===== Records for processing
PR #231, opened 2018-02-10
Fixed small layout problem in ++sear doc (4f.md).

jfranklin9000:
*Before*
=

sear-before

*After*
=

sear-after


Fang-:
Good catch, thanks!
==========
===== Records for processing
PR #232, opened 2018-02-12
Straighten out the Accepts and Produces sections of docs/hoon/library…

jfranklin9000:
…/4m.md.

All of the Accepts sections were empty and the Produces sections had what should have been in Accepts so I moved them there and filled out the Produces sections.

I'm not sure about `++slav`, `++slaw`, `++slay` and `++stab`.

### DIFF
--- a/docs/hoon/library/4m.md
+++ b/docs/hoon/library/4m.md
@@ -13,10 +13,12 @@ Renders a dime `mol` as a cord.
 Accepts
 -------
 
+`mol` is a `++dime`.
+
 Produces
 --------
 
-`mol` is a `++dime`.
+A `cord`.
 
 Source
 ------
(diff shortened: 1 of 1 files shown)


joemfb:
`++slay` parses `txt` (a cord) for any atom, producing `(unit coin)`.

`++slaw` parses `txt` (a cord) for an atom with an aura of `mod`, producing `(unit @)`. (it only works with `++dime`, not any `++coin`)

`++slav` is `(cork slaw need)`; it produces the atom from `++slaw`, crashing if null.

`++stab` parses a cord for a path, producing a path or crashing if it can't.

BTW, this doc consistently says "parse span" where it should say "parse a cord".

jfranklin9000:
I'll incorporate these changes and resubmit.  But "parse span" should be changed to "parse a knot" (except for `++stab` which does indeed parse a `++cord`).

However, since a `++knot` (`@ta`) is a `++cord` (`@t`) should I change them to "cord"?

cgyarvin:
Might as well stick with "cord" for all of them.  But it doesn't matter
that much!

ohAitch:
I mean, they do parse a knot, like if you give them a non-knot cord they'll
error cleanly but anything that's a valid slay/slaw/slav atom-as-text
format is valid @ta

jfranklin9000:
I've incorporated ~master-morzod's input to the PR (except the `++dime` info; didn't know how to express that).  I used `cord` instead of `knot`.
==========
===== Records for processing
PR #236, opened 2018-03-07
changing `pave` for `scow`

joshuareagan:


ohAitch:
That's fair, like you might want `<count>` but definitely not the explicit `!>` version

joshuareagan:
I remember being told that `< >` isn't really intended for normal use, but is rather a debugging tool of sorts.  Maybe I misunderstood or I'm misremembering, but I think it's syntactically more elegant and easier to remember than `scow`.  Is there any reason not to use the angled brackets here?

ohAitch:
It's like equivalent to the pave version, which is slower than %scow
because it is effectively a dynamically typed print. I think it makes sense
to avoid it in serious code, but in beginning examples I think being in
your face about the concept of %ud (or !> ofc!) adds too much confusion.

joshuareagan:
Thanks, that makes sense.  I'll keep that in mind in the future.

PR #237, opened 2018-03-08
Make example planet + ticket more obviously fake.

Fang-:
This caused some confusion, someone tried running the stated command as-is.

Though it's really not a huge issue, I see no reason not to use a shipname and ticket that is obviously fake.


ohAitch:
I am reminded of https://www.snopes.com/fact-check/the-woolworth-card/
==========
◆ Exercise: Exactly the lines above from the one with "I'm not sure" to the one with "I've incorporated ~master-morzod's", both included, are to be quoted; leave the rest out.

◆ Exercise solution:
I'm not sure about `++slav`, `++slaw`, `++slay` and `++stab`.

### DIFF
--- a/docs/hoon/library/4m.md
+++ b/docs/hoon/library/4m.md
@@ -13,10 +13,12 @@ Renders a dime `mol` as a cord.
 Accepts
 -------
 
+`mol` is a `++dime`.
+
 Produces
 --------
 
-`mol` is a `++dime`.
+A `cord`.
 
 Source
 ------
(diff shortened: 1 of 1 files shown)


joemfb:
`++slay` parses `txt` (a cord) for any atom, producing `(unit coin)`.

`++slaw` parses `txt` (a cord) for an atom with an aura of `mod`, producing `(unit @)`. (it only works with `++dime`, not any `++coin`)

`++slav` is `(cork slaw need)`; it produces the atom from `++slaw`, crashing if null.

`++stab` parses a cord for a path, producing a path or crashing if it can't.

BTW, this doc consistently says "parse span" where it should say "parse a cord".

jfranklin9000:
I'll incorporate these changes and resubmit.  But "parse span" should be changed to "parse a knot" (except for `++stab` which does indeed parse a `++cord`).

However, since a `++knot` (`@ta`) is a `++cord` (`@t`) should I change them to "cord"?

cgyarvin:
Might as well stick with "cord" for all of them.  But it doesn't matter
that much!

ohAitch:
I mean, they do parse a knot, like if you give them a non-knot cord they'll
error cleanly but anything that's a valid slay/slaw/slav atom-as-text
format is valid @ta

jfranklin9000:
I've incorporated ~master-morzod's input to the PR (except the `++dime` info; didn't know how to express that).  I used `cord` instead of `knot`.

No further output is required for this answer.